Phil Francis

No. 48
- Position: Running back

Personal information
- Born: January 10, 1957 (age 69) Kewanee, Illinois, U.S.
- Listed height: 6 ft 1 in (1.85 m)
- Listed weight: 205 lb (93 kg)

Career information
- High school: Beaverton (Beaverton, Oregon)
- College: Stanford
- NFL draft: 1979: 7th round, 166th overall pick

Career history
- San Francisco 49ers (1979–1981);

Awards and highlights
- Super Bowl champion (XVI);
- Stats at Pro Football Reference

= Phil Francis =

American football player (born 1957)

Phillip Kevin Francis (born January 10, 1957) is an American former professional football running back who played for the San Francisco 49ers of the National Football League (NFL).
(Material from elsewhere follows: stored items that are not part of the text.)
PR #2107, opened 2026-04-13
Maintainership converter command line tool

### LINKED ISSUE #311: create an utility to convert from old _maintainership.json format to new one
It should provide a parameter, such as '--try-replace-groups', to find matching group names between those imported from OBS.

Groups match when all team members are part of the same group.

ncounter:
Fixes https://github.com/openSUSE/openSUSE-git/issues/311

- [x] convert from [legacy](https://src.opensuse.org/openSUSE/git-workflow-documentation/src/branch/main/architecture/hlfs/bot-group-management.md#backward-compatibility-legacy-format) to [latest](https://src.opensuse.org/openSUSE/git-workflow-documentation/src/branch/main/architecture/hlfs/bot-group-management.md#maintainership-data-format) format
- [x] print the produced content to the CLI output
- [x] `-i` to replace the same file content with the new format

### How to use it
- print the new format to the CLI output:
`git-obs file maintainership migrate _maintainership.json` 
- replace the current `_maintainership.json` file content with the content in the new format
`git-obs file maintainership migrate -i _maintainership.json`

### DIFF
--- a/osc/commands_git/file.py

He played college football for the Stanford Cardinal and was selected by the 49ers in the seventh round of the 1979 NFL draft.

==Early life==
Phillip Kevin Francis was born on January 10, 1957, in Kewanee, Illinois. He attended Beaverton High School in Beaverton, Oregon.

==College career==
Francis enrolled at Stanford University to play college football for the Cardinal. He played for the junior varsity team in 1975 and was a three-year varsity letterman from 1976 to 1978. He played in 33 games for Stanford, rushing 261 times for 1,127 yards and ten touchdowns while also catching 88 passes for 679 yards and one touchdown.

==Professional career==
Francis was selected by the San Francisco 49ers in the seventh round, with the 166th overall pick, of the 1979 NFL draft. He signed with the team on May 17. He played in all 16 games for the 49ers during the 1979 season as a reserve running back, recording 31 carries 118 yards and one touchdown, 32 receptions for 198 yards on 47 targets, seven kick returns for 103 yards, and two fumbles. Francis was placed on injured reserve on October 7, 1980, activated on November 8, and placed on injured reserve again on November 15. He appeared in five games, starting one, overall in 1980, totaling seven rushes for 36 yards, three catches for 23 yards on three targets, and five kick returns for 60 yards.

Francis was placed on injured reserve again on August 25, 1981, and missed the entire 1981 season. On January 24, 1982, the 49ers won Super Bowl XVI. In February 1982, after undergoing his second major knee surgery, Francis retired from pro football at the advice of his doctor.